Researchers at University of Texas, Austin collected data on teaching evaluation score (higher score means better) and standardized beauty score (a score of 0 means average, negative score means below average, and a positive score means above average) for a sample of 463 professors. The scatterplot below shows the relationship between these variables, and also provided is a regression output for predicting teaching evaluation score from beauty score.
(b1 = (4.010 - 3.9983)/0.0883)
## [1] 0.1325028
The slope is 0.1325028
Yes, the data provides convincing evidence that the slope of the relationship between teaching evaluation and beauty is positive, because of the large t-value and small p-value for the standard error of the slope.
The conditions required for linear regression are:
Linear relationship between independent and response variable. The first scatter plot indicates a rather mild, positive relationship between the 2 variables. There is a fair degree of scatter which indicates a weak relationship between the 2 variables.

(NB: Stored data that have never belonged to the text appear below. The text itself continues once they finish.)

PR #1300, opened 2026-06-09
fix: follow up project data mart pages

kalnik-a-a:
## Summary
- Load Reports, Insights, and Triggers lists page-by-page from the API while keeping table pagination at 15 rows.
- Refresh Reports without refetching on side sheet close, and poll only running reports from the visible page.
- Set Run History fetch batches to 50.
- Fix the broken Reports link in the "Cannot delete destination" popup so it opens the new Reports page filtered by destination.

## Verification
- npm run lint -w @owox/web
- npm run type-check -w @owox/web
- npm run format:check -w @owox/web
- npm run test -w @owox/web -- src/features/data-destination/list/components/DataDestinationList/DataDestinationList.test.tsx src/features/data-marts/insights/shared/services/insight-templates.service.test.ts src/features/data-marts/reports/shared/services/report.service.test.ts src/features/data-marts/schedules/shared/services/scheduled-trigger.service.test.ts src/pages/data-marts/insights/DataMartInsightsPage.test.tsx src/pages/data-marts/reports/DataMartReportsPage.test.tsx src/pages/data-marts/runs/DataMartRunsPage.test.tsx src/pages/data-marts/schedules/DataMartSchedulesPage.test.tsx

### DIFF
--- a/apps/web/src/features/data-destination/list/components/DataDestinationList/DataDestinationList.tsx
+++ b/apps/web/src/features/data-destination/list/components/DataDestinationList/DataDestinationList.tsx
@@ -22,6 +22,14 @@ interface DataDestinationListProps {
   onCreateSheetClose?: () => void;
 }
 
+function buildReportsDestinationFilterPath(destinationTitle: string) {
+  const params = new URLSearchParams({
+    filters: JSON.stringify([{ f: 'destination', o: 'eq', v: [destinationTitle] }]),
+  });
+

Residuals are normally distributed or nearly normal: The histogram of residuals indicates a little skewness.
Constant variability in residuals: Based on the second scatter plot of residuals and beauty, it looks like the residuals are somewhat randomly spread around 0. It does like the variance of residuals decreases as the rating moves from less beautiful to more beautiful.
Independent observations: This seems like a plausible assumption in this case i.e. there is no reason to assume that the students evaluation is dependent on each other. This is also borne out by no strong trend in the residuals based on order of data collection.